If Joe Biden ran for president, who would vote for him?
Judging from the enthusiasm of the crowd at the Saenger Theatre June 5, one of whom called out to Biden "We need you!", a lot of people.
The warm room turned out for Biden's New Orleans appearance, which was sold as a book tour for his recent memoir Promise Me, Dad: A Year of Hope, Hardship and Purpose. In an affectionate conversation with journalist (and apparent longtime Biden acquaintance) Cokie Roberts, the former vice president from Scranton, Pennsylvania touched on foreign policy, his enduring friendship with President Barack Obama and the death of his son Beau from brain cancer, all of which are part of the book.
But the subtext to it all — Roberts joked that she'd have her journalist credentials revoked if she didn't ask about it — was the prospect of a Biden campaign in 2020. Biden is popular among Democrats, and he made clear that he's still actively considering a future run after sitting out 2016 due to his son's illness.
[jump] "I think that the issues that we're facing now are sort of in my wheelhouse," Biden said. He said he'd need to make a "family decision" by the end of the year, while he tries to remain "fastidious" about not mixing discussions of his book, which reflects on his son's death, with politics.

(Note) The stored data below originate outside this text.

PR #1083, opened 2020-03-25
[ML] Avoid temporaries in vector expressions

tveasey:
Generally, Eigen elides all vector temporaries in vector expressions. The one exception is when we assign to a `CDenseVector`. We use placeholder vectors in various places to avoid additional allocations and we're not getting the full benefits from these as a result.

This gets about 30% improvement in multiclass classification runtime.


dimitris-athanasiou:
Removed `enhancement` label as this impacts an unreleased feature.

PR #1086, opened 2020-03-26
[ML] Fix out-of-bounds read in multiclass feature importance unit test

tveasey:
Note also that the default case generates a compiler warning for me because all enums are explicitly handled.

The error is in test code only and also isn't released so I've marked as a non-issue.

### DIFF
--- a/lib/api/CDataFrameAnalysisInstrumentation.cc
+++ b/lib/api/CDataFrameAnalysisInstrumentation.cc
@@ -267,9 +267,6 @@ void CDataFrameTrainBoostedTreeInstrumentation::writeAnalysisStats(std::int64_t 
         case E_Classification:
             writer->Key(CLASSIFICATION_STATS_TAG);
             break;
-        default:
-            LOG_ERROR(<< "Supervised learning type unknown or not set.");
-            return;
         }
         writer->StartObject();
         writer->Key(JOB_ID_TAG);
--- a/lib/api/CDataFrameAnalysisInstrumentation.cc
+++ b/lib/api/CDataFrameAnalysisInstrumentation.cc
@@ -235,6 +235,10 @@ void CDataFrameOutliersInstrumentation::writeParameters(rapidjson::Value& parent
     }
 }
 
+CDataFrameTrainBoostedTreeInstrumentation::CDataFrameTrainBoostedTreeInstrumentation(const std::string& jobId)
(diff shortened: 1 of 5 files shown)


lib/api/CDataFrameAnalysisInstrumentation.cc
```diff
@@ -267,9 +267,6 @@ void CDataFrameTrainBoostedTreeInstrumentation::writeAnalysisStats(std::int64_t
         case E_Classification:
             writer->Key(CLASSIFICATION_STATS_TAG);
             break;
-        default:
-            LOG_ERROR(<< "Supervised learning type unknown or not set.");
-            return;
```
droberts195: ++ to removing this.

With `clang++` we build with the `-Werror-switch` option so if another enum value was added to the enum definition but not added to the switch then the file wouldn't compile on macOS, so we would catch it in the PR build at the latest.

lib/api/unittest/CDataFrameAnalyzerFeatureImportanceTest.cc
```diff
@@ -142,10 +142,15 @@ void setupMultiClassClassificationData(const TStrVec& fieldNames,
     maths::CPRNG::CXorOShiro128Plus rng;
     std::uniform_real_distribution<double> u01;
     int numberFeatures{static_cast<int>(weights.size())};
-    TDoubleVec w{weights};
     int numberClasses{static_cast<int>(classes.size())};
+    TDoubleVec storage(numberClasses * numberFeatures);
+    for (int i = 0; i < numberClasses; ++i) {
```
droberts195: Should it be `numberFeatures`?  Or if not on this line somewhere.  There is an inconsistency somewhere between lines 146 and 149.

tveasey: Good point. In fact, because we resize the vector (we're okay), the extra weights are just zero, so it's harmless but not intended. I'll correct this. Also Eigen expects the data to be column major and I'd intended to use the same weights for each class so I've switch that as well.

tveasey: Fixed in [240937b](https://github.com/elastic/ml-cpp/pull/1086/commits/240937bd915bf2adb6bd4a69d4ca5b3338093c03).

PR #1089, opened 2020-03-26
[ML] Extend .gitignore to work with VSCode

valeriy42:
This mini PR adds hidden directories of Visual Studio Code and clangd into the `.gitignore` file. No functionality is changed.


valeriy42:
@droberts195 thank you for the comment. `.dockerignore` is updated now as well.

PR #1092, opened 2020-03-27
[ML] Speedup calculating leaf values for multiclass classification

tveasey:
The optimisation objective is convex so there is no need for restarts. Also, since we're getting unique vectors there is no need to stable sort them. Finally, I increased the size of the approximating partition somewhat because the optimisation is significantly cheaper.

This also truncates lambda to be (small and) positive. This has a couple of benefits: 1) it means we always have a unique minimum (otherwise the normalisation constraint means any {w_j' = k  + w_j} for {w_j} a minimum is also a minimum), 2) it naturally limits weights when all labels are equal so we no longer need to truncate them.

### DIFF
--- a/lib/maths/CBoostedTreeLoss.cc
+++ b/lib/maths/CBoostedTreeLoss.cc
@@ -304,7 +304,7 @@ CArgMinMultinomialLogisticLossImpl::value() const {
     // The optimisation objective is convex. To see this note that we can write
     // it as sum_i{ f_ij(w) } + ||w||^2 with f_ij(w) = -[log(softmax_j(z_i + w))].
     // Since the sum of convex functions is convex and ||.|| is clearly convex we
-    // just require the f_ij are convex. This is a standard result and follows from
+    // just require the f_ij to be convex. This is a standard result and follows from
     // the fact that their Hessian is of the form H = diag(p) - p p^t where 1-norm
     // of p is one. Convexity follows if this is positive definite. To verify note
     // that x^t H x = ||p^(1/2) x||^2 ||p^(1/2)||^2 - (p^t x)^2, which is greater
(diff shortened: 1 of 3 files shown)


tveasey:
retest

lib/maths/CBoostedTreeLoss.cc
```diff
@@ -301,75 +301,34 @@ void CArgMinMultinomialLogisticLossImpl::merge(const CArgMinLossImpl& other) {
 CArgMinMultinomialLogisticLossImpl::TDoubleVector
 CArgMinMultinomialLogisticLossImpl::value() const {
 
-    using TMinAccumulator = CBasicStatistics::SMin<double>::TAccumulator;
+    // The optimisation objective is convex. To see this note that we can write
+    // it as sum_i{ f_ij(w) } + ||w||^2 with f_ij(w) = -[log(softmax_j(z_i + w))].
+    // Since the sum of convex functions is convex and ||.|| is clearly convex we
+    // just require the f_ij are convex. This is a standard result and follows from
```
```suggestion
    // just require the f_ij to be convex. This is a standard result and follows from
```

lib/maths/CBoostedTreeLoss.cc
```diff
@@ -301,75 +301,34 @@ void CArgMinMultinomialLogisticLossImpl::merge(const CArgMinLossImpl& other) {
...
+    // the fact that their Hessian is of the form H = diag(p) - p p^t where 1-norm
+    // of p is one. Convexity follows if this is positive definite. To verify note
+    // that x^t H x = ||p^(1/2) x||^2 ||p^(1/2)||^2 - (p^t x)^2, which is greater
```
valeriy42: The first term of the difference is not clear to me. However, I can see how the positive definiteness follows from Cauchy-Schwarz assuming all entries of p are non-negative and sum to 1. Does this assumption hold?

tveasey: Yes, `sum_i{ [p]_i } = 1`, so `sum_i{ p_i x_i^2 } = sum_i{ p_i x_i^2 } sum_i{ p_i }`. This is used to rewrite the first term. In this form, we then simply take `y = p^(1/2) x` and `z = p^(1/2)` for `[p]_i = [p]_i^(1/2)` and apply Cauchy-Schawrz to the pair of vectors `y` and `z`.

PR #1096, opened 2020-03-27
[ML] Instrumentation parameter names should match analysis config where applicable

tveasey:
We should the same field names for instrumentation JSON that we do for the analysis configuration, so reported values can just be pasted (unmodified) into a new job config if desired. This cuts over to use the strings defined in the api runner objects and changes some of them in the process.

I think this should ideally released in 7.7 to save renaming after we've released this functionality so I've marked as non-issue.


dimitris-athanasiou:
I'll get this worked in the java side which has to be merged before this PR is merged.

dimitris-athanasiou:
retest

tveasey:
retest

PR #1102, opened 2020-03-30
[ML] Speed up the lat_long function

tveasey:
Clustering can be the bottleneck for the `lat_long` function.

This reworks the calculation of the distances to the selected points in k-means++ initialisation. Before we were creating a k-d tree for each point we added and looking up nearest neighbours. This is unnecessary since we can simply update the distances directly, i.e. `distance_i = min(distance_i, distance(selected, x_i))`. The other main speedup comes from the fact that in #1037 I reworked online k-means to remove the points buffer. This saves us memory and we can spend this memory by accumulating more points before we re-cluster.

I also made some tweaks to cutdown the number of allocations (principally by moving various variables into place). Finally, I corrected `CKMeansOnline::split` to copy all the parent clustering parameters into each split and made a couple of other small tidy ups.

In total, I get around a 60% improvement in runtime from these changes for `CXMeansOnline`.

### DIFF
--- a/docs/CHANGELOG.asciidoc
+++ b/docs/CHANGELOG.asciidoc
@@ -35,6 +35,9 @@
 * The macOS build platform for the {ml} C++ code is now High Sierra running Xcode 10.1,
   or Ubuntu 18.04 running clang 6.0 for cross compilation. (See {ml-pull}867[#867].)
 
+== {es} version 7.8.0
+* Speedup anomaly detection for the lat_long function. (See {ml-pull}1102[#1102].)
+
 == {es} version 7.7.0
 
 === New Features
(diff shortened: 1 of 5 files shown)


docs/CHANGELOG.asciidoc
```diff
@@ -35,6 +35,9 @@
 * The macOS build platform for the {ml} C++ code is now High Sierra running Xcode 10.1,
   or Ubuntu 18.04 running clang 6.0 for cross compilation. (See {ml-pull}867[#867].)
 
+== {es} version 7.8.0
+* Speedup anomaly detection for the lat_long function. (See {ml-pull}1102[#1102].)
```
droberts195, line 39: The should be an `=== Enhancements` header in between these two lines.

PR #1534, opened 2020-10-13
[7.x][ML] Make controller send responses for each command received

droberts195:
This change makes the controller process respond to each command
it receives with a document indicating whether that command was
successfully executed or not.

This response will be used by the Java side of the connection to
determine when it is appropriate to move on to the next phase of
the action that the controller command was part of. For example,
when starting a process and connecting named pipes to it it is
best that the named pipe connections are not attempted until the
process is confirmed to be started.

Backport of #1520


droberts195:
retest

PR #1535, opened 2020-10-14
[ML] Retry pulling of Docker images to work around network issues

droberts195:
Adds a function to retry pulling Docker images up to 5 times, and
calls it to pre-fetch every Docker image that's used as a "FROM"
image by our "docker build" commands.

"docker build" will pull the "FROM" image if it's not present on
the local machine, but will only try once, so is vulnerable to a
transient problem with the Docker registry failing the whole build.
By retrying "docker pull" several times before running "docker build"
we ensure that the image is present locally when "docker build" runs
and hence "docker build" never needs to pull it.

### DIFF
--- a/dev-tools/docker/build_check_style_image.sh
+++ b/dev-tools/docker/build_check_style_image.sh
@@ -21,7 +21,10 @@ set -e
 
 cd `dirname $0`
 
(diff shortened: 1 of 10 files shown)


valeriy42 (approved):
LGTM

PR #1536, opened 2020-10-15
[ML] Amalgamate addArrival methods

edsavage:
Provide a common interface to addArrival by extending the existing SMessage structure.

This reduces the amount of code duplicated between multiple addArrival methods at the expense of some added verbosity when specifying default arguments.

Relates to #1477


droberts195 (approved):
LGTM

On that point he did not perhaps quite succeed, as some elements of this appearance had a distinct air of the shadow campaign.
A discussion of Biden's travels and foreign policy work as vice president segued into his thoughts on the will-they-won't-they summit planned between President Donald Trump and North Korean leader Kim Jong-un, as well as an account of meeting Vladimir Putin, in what sounded a workshop of stump speech lines for a man who once chaired the Senate's Foreign Relations Committee.
"[Putin is] doing everything he can to diminish America's role in the world," Biden said. He called for a return to American promotion of democratic orders around the world, criticizing "phony nationalism" and "us against the world" policies, as well as the hollowing out of the State Department under the current administration.
"This idea that you can negotiate on the back of an envelope is just really frightening," Biden said.
Other parts of the talk were more personal. Biden was most engaging when discussing the unusual bond that he feels with Obama, especially considering that relations between presidents and vice presidents sometimes are chilly. The two men became close friends ("He made the first friendship bracelet, not me," Biden said), and Biden confided in Obama about his son's illness, the only person outside the family who knew at the time.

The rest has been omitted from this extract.